Data on the prevalence of people experiencing indoor cold was obtained from the Australian Housing Conditions Dataset that representatively sampled housing from 4,500 households' condition across three Australian States (Victoria, New South Wales and South Australia) (14). The measure comprised a self-reported assessment of ability to keep warm indoors at home during cold winter weather. The average outdoor temperature for Victoria in 2016 was 15.0°C, for New South Wales was 18.4°C and for South Australia was 20.2°C (17). To account for seasonal variations in temperature and time spent outside homes we assumed that our simulated population is exposed to indoor cold ranging from one-third (the awake 2/3rds of the day for the colder half of the year for those people at home most of the day) to one-sixth (same logic, but for people working or out of the home for approximately half of waking hours) of the time. A beta distribution for uncertainty in the intervention effect estimate was applied to account for variability in this exposure time. To simulate the effect of indoor cold on blood pressure we estimated the difference between cold houses (average temperature of 16°C) and adequately warmed houses (average temperature of 20°C). Assuming a short latency of cold to blood pressure, the change in average blood pressure of the year was calculated within each iteration of the simulation as: this proportion of the year exposed ranging from 1/6 to 1/3; multiplied by the difference in temperature (4 degrees, by lifting average cold housing from 16 to 20 degrees); multiplied by the RCT-based estimate of change in systolic blood pressure per 1 degree celsius.

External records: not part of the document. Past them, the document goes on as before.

PR #195, opened 2021-04-16
Base ETA off second iteration onwards for higher accuracy

IanButterworth:
Given the first iteration can be slower in julia due to compilation, it appears to be better to to base the ETA timing off the second iteration onwards.

As an example, take this which has a fake 3 second delay after the progress bar init to simulate some compilation of the loop
```julia
n = 100
p = Progress(n)
sleep(3)
for i = 1:n # 5-second loop
    sleep(0.05)
    ProgressMeter.next!(p)
end
```
On master, the first ETA to print starts at about 30 seconds, then gradually reduces linearly throughout, decrementing far faster than seconds in real time and never really giving a fair ETA.

In this PR, the first ETA is 4 seconds, and decrements immediately in-step with real-time seconds towards the final completion of 5 seconds. It never seems inaccurate

### DIFF
--- a/src/ProgressMeter.jl
+++ b/src/ProgressMeter.jl
@@ -59,7 +59,8 @@ mutable struct Progress <: AbstractProgress
     reentrantlocker::Threads.ReentrantLock
     dt::Float64
     counter::Int
-    tfirst::Float64
+    tinit::Float64
+    tsecond::Float64           # ignore the first loop given usually uncharacteristically slow
     tlast::Float64
     printed::Bool              # true if we have issued at least one status update
     desc::String               # prefix to the percentage, e.g.  "Computing..."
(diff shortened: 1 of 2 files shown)


src/ProgressMeter.jl
```diff
@@ -206,6 +206,9 @@ clear_ijulia() = (IJULIABEHAVIOR[] != IJuliaAppend) && running_ijulia_kernel()
 # update progress display
 function updateProgress!(p::Progress; showvalues = (), truncate_lines = false, valuecolor = :blue, offset::Integer = p.offset, keep = (offset == 0), desc::Union{Nothing,AbstractString} = nothing)
     (!running_ijulia_kernel() & !p.enabled) && return
+    if p.counter == 2
+        p.tsecond = time()
+    end
```
johnnychen94, line 211: A comment here would be helpful for future readers.

johnnychen94 (approved):

IanButterworth:
The threaded windows tests have been hanging. They were previously set to 3, but apparently the linux and windows runners have 2 cores, so perhaps the windows runners don't support hyperthreading? 

https://docs.github.com/en/actions/using-github-hosted-runners/about-github-hosted-runners#supported-runners-and-hardware-resources

IanButterworth:
There's a few performance improvement PRs open now, so I'll merge to avoid things becoming stale, but hold off on a release for the moment

PR #196, opened 2021-04-17
Only poll IJulia state during init

IanButterworth:
`running_ijulia_kernel()` and `clear_ijulia()` are not inexpensive functions, and they're being polled every update.

This changes them to only be polled during creation of the progress meter, then static bools are used in their place for the rest of the run. 

I don't believe this changes any behavior in IJulia?


IanButterworth:
I'm going to merge as I have another performance optimization PR to do on top of this. I'll hold off a release until that next PR is reviewed and these are okayed

PR #197, opened 2021-04-18
Learn to be lazy with time checks. Don't lock if not threading

IanButterworth:
Building on #196 for reducing unnecessary expense for tight loops.

1. Implements lazy-smart time checking. Previously `time()` was polled for every `next!`, which is about ~30ns, so can be a bit of a slow down for tight loops.
This takes the approach of iteratively predicting the number of iterations for the first print period to be reached, then using that to defer time checking for the next loop for that number of iterations. Then each time the print occurs, the timing is corrected for any overshoot or undershoot. In testing with some debug prints it seems to stabilize quite quickly to check time 1-2 times per `dt`

2. Given locks can be expensive (~140ns [on 1.7 currently](https://github.com/JuliaLang/julia/issues/38947#issuecomment-821918316)), this changes to only locking if multiple threads are detected by the next/update functions.

ProgressMeter v1.5.0
```julia
julia> function perf(n; doprog=true)
           prog = Progress(n)
           x = 0.0
           for i in 1:n
               x += rand()
               doprog && next!(prog)
           end
           return x
       end

julia> @time perf(10^7,  doprog=true)
Progress: 100%|█████████████████████████████████████████| Time: 0:00:02
  2.265462 seconds (1.04 k allocations: 62.078 KiB)
5.002344696500369e6

julia> @time perf(10^7,  doprog=false)
  0.037642 seconds (7 allocations: 400 bytes)
4.999619221211615e6
```

This PR
```julia
julia> @time perf(10^7, 0, doprog=true)
Progress: 100%|█████████████████████████████████████████| Time: 0:00:00
prog.check_iterations = 6459310
  0.150941 seconds (113 allocations: 10.078 KiB)
4.99952291278307e6

julia> @time perf(10^7, 0, doprog=false)
prog.check_iterations = 1
  0.041455 seconds (22 allocations: 976 bytes)
5.000273824098582e6
```


test/core.jl
```diff
@@ -35,4 +35,4 @@ prog_perf(10^7)
 noprog_perf(10^7)
 @time prog_perf(10^7)
 @time noprog_perf(10^7)
-@test @elapsed(prog_perf(10^7)) < 40*@elapsed(noprog_perf(10^7))
+@test @elapsed(prog_perf(10^7)) < 8*@elapsed(noprog_perf(10^7))
```
IanButterworth, line 38: Based on local tests this could go down to 5, but CI seems closer to 6/7. 8 to be conservative

src/ProgressMeter.jl
```diff
@@ -330,19 +359,44 @@ function updateProgress!(p::ProgressUnknown; showvalues = (), truncate_lines = f
...
+            p.tlast = t + 2*(time()-t)
+            p.printed = true
+            p.prev_update_count = p.counter
+            return
+        end
+    end
+end
+
+function is_threading(p::AbstractProgress)
+    length(p.threads_used) > 1 && return true
```
johnnychen94, line 386: I'm not sure of it. Will `Threads.nthreads() == 1 && return false` a plausible shortcut?

src/ProgressMeter.jl
```diff
@@ -330,19 +359,44 @@ function updateProgress!(p::ProgressUnknown; showvalues = (), truncate_lines = f
...
-        printover(p.output, msg, p.color)
-        printvalues!(p, showvalues; color = valuecolor, truncate = truncate_lines)
-        flush(p.output)
-        # Compensate for any overhead of printing. This can be
-        # especially important if you're running over a slow network
-        # connection.
-        p.tlast = t + 2*(time()-t)
-        p.printed = true
-        return
+    if p.counter - p.prev_update_count >= p.check_iterations
```
johnnychen94, line 362: For future readability, perhaps move this check to a separate function and properly document/comment on it.

johnnychen94 (approved):
I don't know all the internal details but this change looks good to me. A nice observation!

src/ProgressMeter.jl
IanButterworth: Good idea!

IanButterworth:
I've tested this in the ways I can think might challenge it, including
- Loops that start fast and slow down
- The distributed example that has heterogenous yields

.. and I haven't seen any bad behavior.

Given a few updates on master with new features and no breaking changes to the public API, in a couple of days I'll release 1.6.0 unless anyone disagrees

cc. @timholy @johnnychen94

IanButterworth:
Ok! Yes, let's add a flag to restore the old behavior. Would you happen to have a MWE that I can test and add to the test suite?

IanButterworth:
@vancleve is this a valid MWE? It demonstrates the issue you I think you have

Relative risks for the causal relationship between systolic blood pressure and ischemic heart disease, ischemic stroke and haemorrhagic stroke were obtained from the Global Burden of Disease (GBD) study (18) (see supplementary Table 5). The intervention was simulated on the 2016 population for the same jurisdictions covered by the Australian Housing Conditions datasets (i.e., Victoria, New South Wales and South Australia). The intervention (eradication of cold housing) was modelled as lifelong. BAU exposure to cold housing was based on exposures in 2016 for cohorts defined by age-group and sex.
Analyses
Probabilistic uncertainty analyses using a Monte Carlo simulation method was conducted on input parameters (see Table 1). More generous uncertainty was applied where we were less confident on input parameter (for example the subjective measurement of indoor cold in Australia). Simulations were run using the ERSATZ add in to Excel with 2000 iterations used to generate 95% uncertainty intervals (UI) for the HALY estimates.
Our outputs included HALYs gained by indoor cold eradication within a life-time and ten- and -twenty-year time horizons. Outcomes were reported both with 0% and 3% discount rates and also per 1000 persons.
We compared the estimated HALYs gained from cold housing eradication with other CVD-related interventions described in interactive league tables (12).